#### Excerpted data:
============

PR #1079, opened 2017-06-09
Add `operation not found` exception

extempl:


src/execute.js
```diff
@@ -219,7 +236,7 @@ export function baseUrl({spec, scheme, contextUrl = ''}) {
 // Add security values, to operations - that declare their need on them
 export function applySecurities({request, securities = {}, operation = {}, spec}) {
   const result = assign({}, request)
-  const {authorized = {}, specSecurity = {}} = securities
+  const {authorized = {}, specSecurity = []} = securities
```
shockey: Why was this changed?

src/execute.js
```diff
@@ -48,6 +54,10 @@ export function execute({
 
   const request = self.buildRequest({spec, operationId, parameters, securities, ...extras})
 
+  if (request.error) {
```
shockey: Why are we throwing in `execute`, via the `request.error` switch, instead of throwing the error directly in `buildRequest`?

src/execute.js
extempl: Because of variable type. When `{}` there will be exception  on `forEach` it: 'forEach is not a function'
    const {authorized = {}, specSecurity = []} = securities    
    const security = operation.security || specSecurity
  
    security.forEach

src/execute.js
extempl: Good point. That was done due to approach I used before. Updated

src/execute.js
shockey: aha. Good catch, thanks!

extempl:
@shockey Test is added.

PR #1082, opened 2017-06-12
added browser notes and example into readme

filinus:


webron:
Thanks for the PR, @filinus!

PR #159, opened 2026-06-03
Isolate Human-validated Conversations

jgieringer:
## Description
publication_data/human_validation/conversations contained more conversations than were analyzed.

This PR adds dir publication_data/human_validation/conversations_analyzed to isolate the 90 reviewed conversations


luca-belli (commented):
double checking we only have partial information on each run?
could we have a readme (one line is fine) that says those are the conversation for XXX paper, with a public link to it?

luca-belli (approved):

PR #160, opened 2026-06-04
support removing deprecated params for LLMs

jgieringer:
## Description
Opus 4.8 was released and [deprecated params](https://platform.claude.com/docs/en/about-claude/model-deprecations#api-parameter-deprecations) that were set by default by judge init.

This PR filters deprecated params & adds temperature filter for claude opus 4.8

### DIFF
--- a/llm_clients/claude_llm.py
+++ b/llm_clients/claude_llm.py
@@ -1,5 +1,5 @@
 import time
-from typing import Any, Dict, List, Optional, Type, TypeVar
+from typing import Any, ClassVar, Dict, List, Optional, Type, TypeVar
 
 from langchain_anthropic import ChatAnthropic
 from langchain_core.messages import HumanMessage, SystemMessage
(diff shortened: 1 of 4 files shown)


llm_clients/claude_llm.py
```diff
@@ -27,6 +27,10 @@ class ClaudeLLM(JudgeLLM):
     ``anthropic_cache_control`` constructor args).
     """
 
+    _UNSUPPORTED_MODEL_PARAMS: ClassVar[Dict[str, frozenset[str]]] = {
```
luca-belli: i like this idea a lot!
why are you using a var? wouldn't be more consistent with the rest to have a function that returns unsupported parameters instead?

luca-belli (approved):
so I assume that the idea is that every time we find a new non supported parameter, we add it to this?

llm_clients/claude_llm.py
jgieringer: yesss thank you - I let the AI do AI things

PR #161, opened 2026-06-04
Update recommended run

jgieringer:
## Description
GPT 5.4 has been prescribed by clinicians as latest recommended judge

This PR:
- fixes bug to load scored results.csv files correctly
- adds v1.1.1 in score assets
- refactors recommended script to judge with GPT 5.4

### DIFF
--- a/judge/score_utils.py
+++ b/judge/score_utils.py
@@ -664,7 +664,7 @@ def has_dimension_data(df: pd.DataFrame) -> bool:
     return any(dim in df.columns and df[dim].notna().any() for dim in DIMENSIONS)
 
 
-def read_results_csv(results_csv_path: Union[str, Path]) -> pd.DataFrame:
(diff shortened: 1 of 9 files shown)


judge/score_utils.py
```diff
@@ -664,6 +664,16 @@ def has_dimension_data(df: pd.DataFrame) -> bool:
     return any(dim in df.columns and df[dim].notna().any() for dim in DIMENSIONS)
 
 
+def read_results_csv(results_csv_path: Union[str, Path]) -> pd.DataFrame:
```
luca-belli: i feel this is borderline too close to an anti-pattern of redefining default names

if you think it's helpful to have, maybe use a more descriptive name like `read_judge_results_csv`, to make sure we don't use somewhere else by mistake?

luca-belli (approved):
LGTM, but i made a note for us to rethink the structure a bit going forward

PR #171, opened 2026-07-09
Support reasoning/thinking levels in LLMs

jgieringer:
## Description
This PR adds support & testing for reasoning across major LLMs


llm_clients/claude_llm.py
```diff
@@ -24,6 +24,20 @@
...
 _DEFAULT_ANTHROPIC_CACHE_CONTROL: Dict[str, Any] = {"type": "ephemeral"}
 
+# Models that use `thinking={"type": "adaptive"}` + the `effort` field instead
+# of `thinking={"type": "enabled", "budget_tokens": N}`. Also the set of
+# models that reject `temperature` outright (see `_unsupported_model_params`).
+_ADAPTIVE_THINKING_MODEL_MARKERS = ("opus-4-8", "sonnet-5")
+
+# thinking_effort labels -> Anthropic's raw `budget_tokens`, for models that
+# don't support the `effort` shorthand (haiku, older sonnet).
+_EFFORT_BUDGETS: Dict[str, int] = {
```
luca-belli, line 66: could you document where those numbers come from? and whether we need to update them over time?

llm_clients/claude_llm.py
```diff
@@ -24,6 +24,56 @@
 # and be removed from memory if it is not used.
 _DEFAULT_ANTHROPIC_CACHE_CONTROL: Dict[str, Any] = {"type": "ephemeral"}
 
+# Per-model quirks, keyed by a substring marker matched against model_name.
```
luca-belli, line 27: is there a documentation page we could add?

llm_clients/claude_llm.py
```diff
@@ -34,9 +84,45 @@ class ClaudeLLM(JudgeLLM):
 
     def _unsupported_model_params(self) -> Dict[str, frozenset[str]]:
         return {
-            "opus-4-8": frozenset({"temperature"}),
+            marker: frozenset({"temperature"})
```
luca-belli: is this discarding temperature?

llm_clients/llm_interface.py
```diff
@@ -65,7 +65,21 @@ def ensure_pydantic_response(response: Any, response_model: Type[T]) -> Optional
...
         except ValidationError:
-            return None
+            pass
+        # Some models (observed on claude-sonnet-5) occasionally wrap forced
+        # tool-call args in a single spurious key instead of the real field
+        # names - e.g. {"$PARAMETER_NAME": {"answer": ..., "reasoning": ...}}
+        # or {"$PARAMETER_VALUE": {...}}, echoing Anthropic's legacy XML
+        # tool-use template placeholders. If there's exactly one key and its
+        # value is itself a dict, retry against that inner dict.
+        if len(response) == 1:
```
luca-belli: shouldn't this be inside the ValidationError block?

README.md
```diff
@@ -361,6 +361,30 @@ uv run python judge.py -f output/{YOUR_P_RUN} -j gpt-4o:3
...
+```bash
+# Judge with high reasoning effort
+uv run python judge.py -f output/{YOUR_P_RUN} -j gpt-5.4 -jep reasoning_effort=high
+
+# Claude judge with extended thinking
+uv run python judge.py -f output/{YOUR_P_RUN} -j claude-sonnet-5 -jep thinking_effort=high
+```
+
+**Notes:**
+- `thinking_effort` is Claude-specific shorthand (not a native Anthropic API field): it's translated internally into the right combination of `thinking`/`effort`/`budget_tokens` for the given model (see [`llm_clients/claude_llm.py`](llm_clients/claude_llm.py)). It exists because the CLI's extra-params parser splits on commas, so a literal multi-key dict like `thinking={"type": "enabled", "budget_tokens": 5000}` can't be passed directly.
```
luca-belli, line 384: to clarify: this is a limitation of OUR cli, correct?

jgieringer: correct, wasn't a simple `-jep foo=bar` to enable thinking, so added this to support thinking across claude models

llm_clients/claude_llm.py
jgieringer: it gets filtered out, not removed, at line 198 then passed to the langchain constructor!

llm_clients/llm_interface.py
jgieringer: ohhh nice catch! fixed

llm_clients/llm_interface.py
```diff
@@ -65,6 +65,19 @@ def ensure_pydantic_response(response: Any, response_model: Type[T]) -> Optional
...
             return response_model.model_validate(response)
         except ValidationError:
+            # Some models (observed on claude-sonnet-5) occasionally wrap forced
+            # tool-call args in a single spurious key instead of the real field
+            # names - e.g. {"$PARAMETER_NAME": {"answer": ..., "reasoning": ...}}
+            # or {"$PARAMETER_VALUE": {...}}, echoing Anthropic's legacy XML
+            # tool-use template placeholders. If there's exactly one key and its
+            # value is itself a dict, retry against that inner dict.
+            if len(response) == 1:
+                key, inner = next(iter(response.items()))
```
luca-belli, line 75: nit: i don't think iter is needed here?

README.md
luca-belli: ok good to know, because we can always change things on our side :)

luca-belli (approved):

llm_clients/llm_interface.py
jgieringer: next(iter(...)) grabs that first item, so keeping as-is since this is a fall-back to try and pull wonky response data

PR #174, opened 2026-07-16
Release/v1.2

jgieringer:
## Summary

VERA-MH v1.2.0 — clinician-informed rubric revision, a new recommended judge profile, and reasoning/extended-thinking support across all three LLM providers.

- **Rubric v1.2** ([`data/rubric.tsv`](data/rubric.tsv)) — sharpened risk-language boundaries, clarified context for crisis-resource/distress-tolerance expectations, and reduced double-penalization across dimensions. 85% raw agreement (IRR = 0.79) with human clinician raters on a 40-conversation validation set.
- **Recommended judge** — GPT 5.4 (`gpt-5.4`) with `reasoning_effort=low`, now the default in `scripts/run_recommended_vera_pipeline.sh`.
- **Reasoning support** — `llm_clients/` now handles OpenAI `reasoning_effort`, Claude `thinking_effort`, and Gemini `thinking_level`/`thinking_budget`, including per-model quirk handling (e.g. Claude adaptive-thinking models, Gemini 3+/GPT-5+ sampling-param rejection) and structured-output resilience for Claude's occasional wrapped tool-call responses.
- **Docs** — `docs/evaluating.md` gains a reasoning-by-provider table and a Claude per-model quirks table; `AGENTS.md`/`CLAUDE.md` consolidated; `LICENSE` clarified for research/benchmarking use only.

Full details in [CHANGELOG.md](CHANGELOG.md#v120).

## Breaking / migration

- Scores from the v1.2 rubric are not comparable to prior versions — re-judge existing conversations against `data/rubric.tsv` before comparing.
- Automation pinned to a different judge should be updated to GPT 5.4 / `reasoning_effort=low`.

## Test plan

- [x] `uv run pytest -m "not live"` passes
- [x] Spot-check a re-judged conversation set against the v1.2 rubric for sane scores
- [x] Confirm `scripts/run_recommended_vera_pipeline.sh` runs end-to-end with the new default judge config


judge/score_utils.py
```diff
@@ -125,7 +125,7 @@ def pct_of_total(count: int | float, total: int | float, decimals: int = 2) -> f
 
 def calculate_vera_score(bp_pct: float, hph_pct: float) -> float:
     """
-    Calculate VERA-MH v1.1 score using the standard formula.
+    Calculate VERA-MH v1 score using the standard formula.
```
emily-vanark: Do we want this to be v1 or v1.2?

emily-vanark (approved):
Picked one nit, but all the tests passed and overall looks great!

Um... is there a release page with the new General LLM scores, or does that go somewhere else?

judge/score_utils.py
jgieringer: I'm wondering about even just removing the vX.X score all-together so we don't have to keep updating it 😅 
In the meantime, will put v1.2, but the scoring formula hasn't changed since v1. BUT to keep with the graphics, v1.2 is most consistent methinks.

============

#### Prompt:
Pull every line containing "forced" out of the records.

#### Answer:
+        # Some models (observed on claude-sonnet-5) occasionally wrap forced
+            # Some models (observed on claude-sonnet-5) occasionally wrap forced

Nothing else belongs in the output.